PR #1382, opened 2024-01-23
`wasm-smith`: Implement support for generating GC instructions

fitzgen:
Found and fixed a bunch of bugs in the validator, encoder, and the generator itself. Since then, this has been fuzzing for about 18 hours without finding any new bugs.

### DIFF
--- a/crates/wasm-encoder/src/core/code.rs
+++ b/crates/wasm-encoder/src/core/code.rs
@@ -1614,8 +1614,8 @@ impl Encode for Instruction<'_> {
                 sink.push(0x18);
                 let cast_flags =
                     (from_ref_type.nullable as u8) | ((to_ref_type.nullable as u8) << 1);
-                relative_depth.encode(sink);
                 sink.push(cast_flags);
+                relative_depth.encode(sink);
                 from_ref_type.heap_type.encode(sink);
                 to_ref_type.heap_type.encode(sink);
             }
@@ -1628,8 +1628,8 @@ impl Encode for Instruction<'_> {
                 sink.push(0x19);
                 let cast_flags =
                     (from_ref_type.nullable as u8) | ((to_ref_type.nullable as u8) << 1);
-                relative_depth.encode(sink);
                 sink.push(cast_flags);
+                relative_depth.encode(sink);
                 from_ref_type.heap_type.encode(sink);
                 to_ref_type.heap_type.encode(sink);
             }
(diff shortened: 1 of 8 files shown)


fitzgen:
Okay, CI is green now.

crates/wasm-encoder/src/core/code.rs
```diff
@@ -1614,8 +1614,8 @@ impl Encode for Instruction<'_> {
                 sink.push(0x18);
                 let cast_flags =
                     (from_ref_type.nullable as u8) | ((to_ref_type.nullable as u8) << 1);
-                relative_depth.encode(sink);
                 sink.push(cast_flags);
+                relative_depth.encode(sink);
```
alexcrichton, line 1618: I'm sort of baffled how this didn't get caught by the spec test suite...

crates/wasmparser/src/validator/operators.rs
```diff
@@ -1015,18 +1072,10 @@ where
...
-        };
-        let sup_ty = RefType::new(
-            sup_ty.is_nullable(),
-            self.resources.top_type(&sup_ty.heap_type()),
-        )
-        .unwrap();
+        let sup_ty = self
+            .pop_ref()?
+            .unwrap_or_else(|| sub_ty.as_reference_type().unwrap());
+        let sup_ty = RefType::new(true, self.resources.top_type(&sup_ty.heap_type())).unwrap();
```
alexcrichton, line 1078: Mind leaving some comments here as to why these `.unwrap()` calls won't panic?

crates/wasmparser/src/validator/operators.rs
```diff
@@ -3968,26 +3990,20 @@ where
...
     fn visit_i31_get_s(&mut self) -> Self::Output {
-        match self.pop_ref()? {
-            Some(ref_type) => match ref_type.heap_type() {
-                HeapType::I31 => self.push_operand(ValType::I32),
-                _ => bail!(self.offset, "ref heap type mismatch: expected i31"),
-            },
-            _ => bail!(self.offset, "type mismatch: expected (ref null? i31)"),
-        }
+        self.pop_operand(Some(ValType::Ref(
+            RefType::new(true, HeapType::I31).unwrap(),
```
alexcrichton, line 3994: Could this perhaps be an associated const on `RefType` e.g. `RefType::I31` or similar?

alexcrichton (approved):
This is an impressive amount of work, thanks for going through all this as I'm sure it was a bit of a slog! Looking forward though to seeing how this gets used :)

crates/wasm-encoder/src/core/code.rs
fitzgen: Yeah...

fitzgen:
Thanks for taking a look at this!

PR #1384, opened 2024-01-24
Break wasm-smith's default dependency on wasmparser

### LINKED ISSUE #1383: wasm-smith depends on wasmparser by default again
#1301 made wasmparser an optional dependency of wasm-smith, #1330 landed a bit later and seems to have inadvertently brought this back.

[Cargo.toml](https://github.com/bytecodealliance/wasm-tools/blob/main/crates/wasm-smith/Cargo.toml#L27). The issue seems to be that while wasmparser is still optional for wasm-smith, wasm-smith by default enables the wasmparser feature for wasm-encoder.

@alexcrichton Do you know of a way to fix this? I'm pretty sure it's not our fault, we're not enabling anything odd when depending on wasm-smith.

alexcrichton:
This fixes a mistake introduced in #1330 which accidentally undid #1301.

Closes #1383

### DIFF
--- a/.github/workflows/main.yml
+++ b/.github/workflows/main.yml
@@ -119,6 +119,11 @@ jobs:
       - run: cargo check --no-default-features --features metadata
       - run: cargo check --no-default-features --features wit-smith
       - run: cargo check --no-default-features --features addr2line
+      - run: |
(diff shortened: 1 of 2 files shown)


fitzgen (approved):
👍

PR #1386, opened 2024-01-26
`wast`: Fix pointer provenance bug reported by MIRI

fitzgen:
We need to re-derive the str pointer after moving the original `Box<str>` it was derived from.

Thanks to @Robbepop for finding this error!

### DIFF
--- a/Cargo.lock
+++ b/Cargo.lock
@@ -2232,6 +2232,7 @@ name = "wast"
 version = "70.0.1"
 dependencies = [
  "anyhow",
+ "bumpalo",
  "leb128",
  "memchr",
  "rayon",
--- a/Cargo.toml
+++ b/Cargo.toml
@@ -12,6 +12,9 @@ repository = "https://github.com/bytecodealliance/wasm-tools"
 readme = "README.md"
 exclude = ['tests/wabt', 'tests/testsuite', 'tests/snapshots', 'ci']
 
+[lints]
+workspace = true
+
 [workspace]
 members = [
   'crates/c-api',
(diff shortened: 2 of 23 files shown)


fitzgen:
This PR does not add any testing under MIRI to CI.

We (Alex and I) experimented with running some subset of our tests under MIRI, but it is just too slow to go through the `roundtrip.rs` test runner. Even just a single test is too slow, and also feels too brittle.

Our thinking at this point is to

* generate some number of wasm test cases with wasm-smith offline / ahead of time
  * this could be manual and then checked in to the repo
  * or in a `build.rs` (but we would want to make a utility testing crate to avoid downstream dependers from having to run a build script that isn't useful for them)
* run these test cases through `wat` / `wast` / `wasmprinter`

fitzgen:
Notably, generating the test cases offline means that we don't need to run `wasm-smith` under MIRI, as that wouldn't be too interesting and also would be very slow.

fitzgen:
The alternative to this plan would be to remove the single `unsafe` block from `wast`. It exists to essentially have an arena and extend certain lifetimes. We can use an existing and well-vetted and MIRI-tested crate for that, such as `bumpalo`.

fitzgen:
I've pushed two new commits to go with the remove-unsafe-blocks-via-bumpalo approach and to configure lints to deny unsafe code for all crates in the workspace by default.

This allows us to sidestep the MIRI testing challenges because we simply don't have unsafe code anymore, and the crates we pull in to replace the old unsafe code are themselves already tested with MIRI.

alexcrichton (approved):

Robbepop:
I am glad this bug got tracked down so quickly! Thanks a lot @fitzgen for keeping me in the loop. :)

PR #1390, opened 2024-01-28
Use different limits for items in components

### LINKED ISSUE #1389: Relax external MAX_WASM_MEMORIES check for imported memory count
Hi! I've been using `wasmencoder` by way of `componentize-py`. In particular, I've been using `componentize-py` to compile the native dependencies of a Python package to Wasm shared libraries – following along the pattern @dicej established with [`wasi-wheels`](https://github.com/dicej/wasi-wheels).

It's been pretty successful so far, but I ran into a snag: it looks like imported memories – such as the ones defined by Python `wasm32-wasi` "native" packages – count against [the validation](https://github.com/bytecodealliance/wasm-tools/blob/main/crates/wasmparser/src/validator/component.rs#L2309-L2318) the encoder performs.

With the packages I've translated thus far, there are something like 81 memory imports; I believe `componentize-py` adds some more, pushing the resulting component across the `MAX_WASM_MEMORIES` check threshold. However, the component that `componentize-py` produces only contains a single core `(memory)`, shared many times. I found it surprising that these references would count against the maximum memory count. (However, it's possible I'm misunderstanding the purpose of the limit!)

alexcrichton:
Right now the validation limit for the number of memories or tables in a component is quite small, only 100. This is the core wasm limit which is intended to limit the number of definitions in core wasm, but in a component items taking up the index space are just references, not definitions. That means they don't need to have similarly small limits and can instead be much larger.

Closes #1389


dicej (approved):
Thanks, Alex!

PR #1398, opened 2024-02-01
`wasm-encoder`: Support extended constant expressions proposal

### LINKED ISSUE #1397: wasm-encoder: support extended constant expressions
I've noticed that #687 added the groundwork for implementing the extended constant expressions proposal, but `wasm-encoder` still does not support them. Are there any plans for this, and if so, when can I expect them to be available? This isn't a pressing issue for me, hence why I don't open a PR at this point, but I wanted to check in on this.

ThePuzzlemaker:
Closes #1397.

See [this comment](https://github.com/bytecodealliance/wasm-tools/issues/1397#issuecomment-1921533659).

### DIFF
--- a/crates/wasm-encoder/src/core/code.rs
+++ b/crates/wasm-encoder/src/core/code.rs
@@ -3188,6 +3188,11 @@ impl ConstExpr {
         Self { bytes }
     }
 
+    fn with_insn(mut self, insn: Instruction) -> Self {
+        insn.encode(&mut self.bytes);
+        self
+    }
+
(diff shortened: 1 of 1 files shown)


fitzgen (approved):
Thanks!

I think long-term we probably want to stop adding a hundred different constructors and methods for the specific instructions that are allowed in const expressions, and instead expose essentially the `with_insn` method and maybe assert that `inst.is_const()` in there. Maybe even split out `ConstExpr` and `ConstExprBuilder`.

But this is absolutely fine as-is for now.

Thanks!

PR #1402, opened 2024-02-06
Add mutations to remove local usage

alexcrichton:
Won't remove locals just yet but now removal of `local.{set,tee}` can happen.


fitzgen (approved):
Could you add a test over here: https://github.com/bytecodealliance/wasm-tools/blob/403f943985a7a608756909d2e2d4517f10d45089/crates/wasm-mutate/src/mutators/peephole.rs#L556

PR #1404, opened 2024-02-08
Add `--name-unnamed` to `wasm-tools print`

alexcrichton:
Sometimes I've wanted to twiddle with wasm files but I don't enjoy having to update a bunch of indices. This option can be used to automatically assign a name to everything in a file to more easily make the file human editable.


fitzgen (approved):
nice

PR #1901, opened 2024-11-10
Vendor install-rust CI action from Wasmtime

alexcrichton:
Copy the action over to this repository and edit it to suit this repository's needs such as not installing wasm targets and dealing with MSRV differently. This fixes a CI error from the latest nightly where `wasm32-wasi` isn't available. The Wasmtime version of the action is no longer used since the MSRV in this repository doesn't have `wasm32-wasip1` and otherwise the latest nightly doesn't have `wasm32-wasi`, so it's easier to just edit it here.

This has the additional effect of handling Rust versions in CI slightly different. Previously the Wasmtime behavior of MSRV+2 was chosen for most runs but that was actually 1.78 as opposed to the latest stable 1.82, so the default now is "stable" and only the one builder for "msrv" explicitly reads `Cargo.toml` to run that.

For now this repository has more "floating" CI than the Wasmtime repository where the Rust versions are automatically updated. This will (and has) cause breakage when Rust versions update but otherwise I'm pretty sure I'll always forget to update the CI so it seems like a more reasonable balance for now. If contributions on this repository increase and a disruption of CI is significant it's probably best to fix the Rust versions used in CI

### DIFF
--- a/.github/actions/install-rust/action.yml
+++ b/.github/actions/install-rust/action.yml
@@ -1,0 +1,43 @@
+name: 'Install Rust toolchain'
+description: 'Install a rust toolchain'
+
+inputs:
+  toolchain:
+    description: 'Default toolchan to install'
+    required: false
+    default: 'stable'
+
+runs:
+  using: composite
+  steps:
+    - name: Install Rust
+      shell: bash
+      id: select
+      run: |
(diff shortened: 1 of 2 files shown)


alexcrichton:
I've updated the description of the PR to accurately reflect the current status.

fitzgen (approved):
Sounds reasonable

What is needed. Keep to the lines above, from the first one through the line where "Okay, CI is green now." appears, and copy them exactly.

Reply to the exercise.
PR #1382, opened 2024-01-23
`wasm-smith`: Implement support for generating GC instructions

fitzgen:
Found and fixed a bunch of bugs in the validator, encoder, and the generator itself. Since then, this has been fuzzing for about 18 hours without finding any new bugs.

### DIFF
--- a/crates/wasm-encoder/src/core/code.rs
+++ b/crates/wasm-encoder/src/core/code.rs
@@ -1614,8 +1614,8 @@ impl Encode for Instruction<'_> {
                 sink.push(0x18);
                 let cast_flags =
                     (from_ref_type.nullable as u8) | ((to_ref_type.nullable as u8) << 1);
-                relative_depth.encode(sink);
                 sink.push(cast_flags);
+                relative_depth.encode(sink);
                 from_ref_type.heap_type.encode(sink);
                 to_ref_type.heap_type.encode(sink);
             }
@@ -1628,8 +1628,8 @@ impl Encode for Instruction<'_> {
                 sink.push(0x19);
                 let cast_flags =
                     (from_ref_type.nullable as u8) | ((to_ref_type.nullable as u8) << 1);
-                relative_depth.encode(sink);
                 sink.push(cast_flags);
+                relative_depth.encode(sink);
                 from_ref_type.heap_type.encode(sink);
                 to_ref_type.heap_type.encode(sink);
             }
(diff shortened: 1 of 8 files shown)


fitzgen:
Okay, CI is green now.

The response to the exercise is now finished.